Scan the listing below for lines with the word "security". Report how many there are, as a number alone.

▼

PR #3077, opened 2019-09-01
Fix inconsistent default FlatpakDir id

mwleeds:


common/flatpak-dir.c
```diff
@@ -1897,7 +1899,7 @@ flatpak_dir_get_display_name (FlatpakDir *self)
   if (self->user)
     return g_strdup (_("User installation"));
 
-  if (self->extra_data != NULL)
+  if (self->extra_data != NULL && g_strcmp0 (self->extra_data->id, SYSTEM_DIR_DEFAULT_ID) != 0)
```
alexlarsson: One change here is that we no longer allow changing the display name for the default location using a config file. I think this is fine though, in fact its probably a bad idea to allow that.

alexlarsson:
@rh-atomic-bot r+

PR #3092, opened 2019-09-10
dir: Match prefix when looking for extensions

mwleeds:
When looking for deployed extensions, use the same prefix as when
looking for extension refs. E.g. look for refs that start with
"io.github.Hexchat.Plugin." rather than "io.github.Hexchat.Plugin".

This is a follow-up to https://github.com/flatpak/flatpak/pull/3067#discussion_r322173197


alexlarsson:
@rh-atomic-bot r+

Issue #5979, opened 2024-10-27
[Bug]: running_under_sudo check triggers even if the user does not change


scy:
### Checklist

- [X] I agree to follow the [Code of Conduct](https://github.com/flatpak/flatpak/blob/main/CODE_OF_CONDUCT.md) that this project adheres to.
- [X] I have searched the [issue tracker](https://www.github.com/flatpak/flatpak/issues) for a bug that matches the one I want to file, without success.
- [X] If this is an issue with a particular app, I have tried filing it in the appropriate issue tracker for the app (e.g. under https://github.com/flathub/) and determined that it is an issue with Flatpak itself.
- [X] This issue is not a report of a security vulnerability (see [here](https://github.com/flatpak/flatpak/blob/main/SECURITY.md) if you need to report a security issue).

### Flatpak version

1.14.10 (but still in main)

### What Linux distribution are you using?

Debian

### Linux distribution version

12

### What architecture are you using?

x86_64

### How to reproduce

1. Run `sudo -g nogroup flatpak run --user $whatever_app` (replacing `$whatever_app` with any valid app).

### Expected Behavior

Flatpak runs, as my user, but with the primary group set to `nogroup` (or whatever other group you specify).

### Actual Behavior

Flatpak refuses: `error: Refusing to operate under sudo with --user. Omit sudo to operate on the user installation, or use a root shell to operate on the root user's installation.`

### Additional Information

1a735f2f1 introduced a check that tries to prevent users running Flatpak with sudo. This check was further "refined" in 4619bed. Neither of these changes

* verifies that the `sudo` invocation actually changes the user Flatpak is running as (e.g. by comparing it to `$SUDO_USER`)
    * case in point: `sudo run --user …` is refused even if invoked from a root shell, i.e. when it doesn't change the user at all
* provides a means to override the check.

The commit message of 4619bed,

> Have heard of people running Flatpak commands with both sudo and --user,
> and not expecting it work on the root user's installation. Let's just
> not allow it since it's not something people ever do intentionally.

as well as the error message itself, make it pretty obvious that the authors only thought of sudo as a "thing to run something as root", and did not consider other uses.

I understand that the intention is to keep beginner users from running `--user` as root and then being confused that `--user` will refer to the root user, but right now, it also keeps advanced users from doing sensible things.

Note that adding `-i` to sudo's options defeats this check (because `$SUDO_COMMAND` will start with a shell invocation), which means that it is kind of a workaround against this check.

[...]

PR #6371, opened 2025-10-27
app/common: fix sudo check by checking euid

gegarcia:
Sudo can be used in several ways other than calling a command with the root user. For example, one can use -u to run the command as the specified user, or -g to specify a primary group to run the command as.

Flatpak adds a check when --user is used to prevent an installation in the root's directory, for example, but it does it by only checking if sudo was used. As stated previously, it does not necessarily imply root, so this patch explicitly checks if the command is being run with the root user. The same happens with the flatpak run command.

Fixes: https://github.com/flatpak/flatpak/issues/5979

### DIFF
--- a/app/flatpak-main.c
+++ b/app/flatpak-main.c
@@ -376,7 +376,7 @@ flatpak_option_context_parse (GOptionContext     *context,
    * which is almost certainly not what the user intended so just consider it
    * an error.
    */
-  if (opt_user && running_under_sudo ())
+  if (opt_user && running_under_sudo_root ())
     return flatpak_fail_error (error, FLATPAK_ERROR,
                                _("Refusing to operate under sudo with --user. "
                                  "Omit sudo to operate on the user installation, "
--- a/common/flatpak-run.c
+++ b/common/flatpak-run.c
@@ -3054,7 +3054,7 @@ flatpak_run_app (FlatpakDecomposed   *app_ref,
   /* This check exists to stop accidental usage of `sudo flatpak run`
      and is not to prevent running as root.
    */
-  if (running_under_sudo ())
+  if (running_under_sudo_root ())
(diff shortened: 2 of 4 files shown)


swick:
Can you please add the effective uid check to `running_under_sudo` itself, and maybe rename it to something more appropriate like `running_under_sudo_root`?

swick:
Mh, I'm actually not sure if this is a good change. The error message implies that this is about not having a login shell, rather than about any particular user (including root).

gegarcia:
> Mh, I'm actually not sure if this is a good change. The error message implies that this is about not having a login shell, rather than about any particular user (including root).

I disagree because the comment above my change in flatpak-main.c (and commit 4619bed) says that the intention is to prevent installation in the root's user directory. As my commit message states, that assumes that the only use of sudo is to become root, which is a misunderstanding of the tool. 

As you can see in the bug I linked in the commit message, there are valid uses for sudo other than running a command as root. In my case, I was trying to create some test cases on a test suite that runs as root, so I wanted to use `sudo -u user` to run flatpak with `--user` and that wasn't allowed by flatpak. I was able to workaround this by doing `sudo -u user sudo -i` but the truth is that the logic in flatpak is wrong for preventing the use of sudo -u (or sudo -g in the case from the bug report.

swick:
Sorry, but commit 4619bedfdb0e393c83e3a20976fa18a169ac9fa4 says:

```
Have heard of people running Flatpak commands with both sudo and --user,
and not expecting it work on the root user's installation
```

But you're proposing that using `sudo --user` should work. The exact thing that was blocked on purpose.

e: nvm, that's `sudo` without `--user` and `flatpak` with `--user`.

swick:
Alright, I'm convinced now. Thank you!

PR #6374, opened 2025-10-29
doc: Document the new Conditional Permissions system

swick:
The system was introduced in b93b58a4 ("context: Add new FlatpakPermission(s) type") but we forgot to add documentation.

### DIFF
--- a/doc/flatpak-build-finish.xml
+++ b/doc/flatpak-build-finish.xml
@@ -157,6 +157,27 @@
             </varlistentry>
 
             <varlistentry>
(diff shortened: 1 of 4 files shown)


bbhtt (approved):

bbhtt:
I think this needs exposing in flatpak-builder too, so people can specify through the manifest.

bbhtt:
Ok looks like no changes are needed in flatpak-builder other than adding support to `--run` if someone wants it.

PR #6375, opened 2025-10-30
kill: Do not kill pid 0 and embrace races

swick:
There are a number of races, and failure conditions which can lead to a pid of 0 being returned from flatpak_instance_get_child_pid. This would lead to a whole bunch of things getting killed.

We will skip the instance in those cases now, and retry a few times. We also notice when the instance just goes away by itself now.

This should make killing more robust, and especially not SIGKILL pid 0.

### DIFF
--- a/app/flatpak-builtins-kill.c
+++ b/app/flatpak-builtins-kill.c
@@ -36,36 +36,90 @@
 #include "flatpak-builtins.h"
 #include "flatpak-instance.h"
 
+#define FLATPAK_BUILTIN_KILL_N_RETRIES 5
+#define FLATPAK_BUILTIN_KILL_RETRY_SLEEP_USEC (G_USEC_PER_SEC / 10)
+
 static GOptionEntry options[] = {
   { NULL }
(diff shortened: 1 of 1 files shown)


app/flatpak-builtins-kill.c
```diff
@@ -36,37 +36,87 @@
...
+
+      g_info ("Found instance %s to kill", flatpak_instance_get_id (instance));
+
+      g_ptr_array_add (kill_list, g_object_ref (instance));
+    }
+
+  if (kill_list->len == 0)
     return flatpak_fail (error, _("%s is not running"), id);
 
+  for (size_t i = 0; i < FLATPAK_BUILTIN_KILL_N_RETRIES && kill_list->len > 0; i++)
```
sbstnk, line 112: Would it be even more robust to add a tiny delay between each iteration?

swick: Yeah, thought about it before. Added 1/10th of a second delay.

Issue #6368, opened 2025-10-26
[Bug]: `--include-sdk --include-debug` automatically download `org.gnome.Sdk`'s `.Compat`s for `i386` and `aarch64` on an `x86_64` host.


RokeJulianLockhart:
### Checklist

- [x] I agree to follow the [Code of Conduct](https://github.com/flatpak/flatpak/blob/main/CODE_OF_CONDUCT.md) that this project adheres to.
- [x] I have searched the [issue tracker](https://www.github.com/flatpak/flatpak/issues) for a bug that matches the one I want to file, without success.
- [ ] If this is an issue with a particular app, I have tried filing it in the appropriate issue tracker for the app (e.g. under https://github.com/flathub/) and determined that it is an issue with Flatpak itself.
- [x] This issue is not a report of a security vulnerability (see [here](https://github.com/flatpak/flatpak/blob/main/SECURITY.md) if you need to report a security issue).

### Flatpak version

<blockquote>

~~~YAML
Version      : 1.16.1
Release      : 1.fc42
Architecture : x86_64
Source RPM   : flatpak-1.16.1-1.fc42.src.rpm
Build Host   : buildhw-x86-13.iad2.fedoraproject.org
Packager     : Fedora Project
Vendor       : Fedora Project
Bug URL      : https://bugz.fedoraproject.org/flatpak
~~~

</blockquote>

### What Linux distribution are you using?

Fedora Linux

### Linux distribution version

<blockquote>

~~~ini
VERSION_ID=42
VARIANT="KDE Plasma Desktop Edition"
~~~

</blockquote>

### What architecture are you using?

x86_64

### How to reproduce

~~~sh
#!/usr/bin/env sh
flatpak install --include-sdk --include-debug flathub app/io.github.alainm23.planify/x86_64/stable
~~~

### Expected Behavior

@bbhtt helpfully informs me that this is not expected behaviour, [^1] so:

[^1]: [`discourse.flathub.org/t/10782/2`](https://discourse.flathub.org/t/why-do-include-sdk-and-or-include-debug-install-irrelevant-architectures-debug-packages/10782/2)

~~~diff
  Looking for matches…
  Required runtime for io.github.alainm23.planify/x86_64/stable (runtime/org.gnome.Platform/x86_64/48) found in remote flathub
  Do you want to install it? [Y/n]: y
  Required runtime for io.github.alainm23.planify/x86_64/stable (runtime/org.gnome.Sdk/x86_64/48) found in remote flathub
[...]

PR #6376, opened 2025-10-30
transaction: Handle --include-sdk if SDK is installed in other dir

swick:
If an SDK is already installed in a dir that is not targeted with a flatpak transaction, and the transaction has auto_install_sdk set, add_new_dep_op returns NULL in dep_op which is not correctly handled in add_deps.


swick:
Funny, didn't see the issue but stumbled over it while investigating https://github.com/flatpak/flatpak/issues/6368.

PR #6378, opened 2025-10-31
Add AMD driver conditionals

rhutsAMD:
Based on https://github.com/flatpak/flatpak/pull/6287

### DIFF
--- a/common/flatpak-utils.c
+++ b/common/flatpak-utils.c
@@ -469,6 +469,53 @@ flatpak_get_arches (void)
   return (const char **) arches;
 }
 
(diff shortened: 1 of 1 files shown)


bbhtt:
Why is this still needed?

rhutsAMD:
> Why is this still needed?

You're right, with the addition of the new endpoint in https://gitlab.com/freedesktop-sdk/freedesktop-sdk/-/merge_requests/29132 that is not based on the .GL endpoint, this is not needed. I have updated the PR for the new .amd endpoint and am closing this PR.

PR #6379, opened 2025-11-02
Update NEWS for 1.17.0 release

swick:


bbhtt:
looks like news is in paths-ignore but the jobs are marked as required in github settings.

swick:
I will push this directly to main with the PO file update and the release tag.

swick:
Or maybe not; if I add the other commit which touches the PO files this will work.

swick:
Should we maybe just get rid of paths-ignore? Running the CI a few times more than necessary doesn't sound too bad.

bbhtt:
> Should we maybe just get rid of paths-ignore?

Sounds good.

▲

▸ **Answer to this problem**
2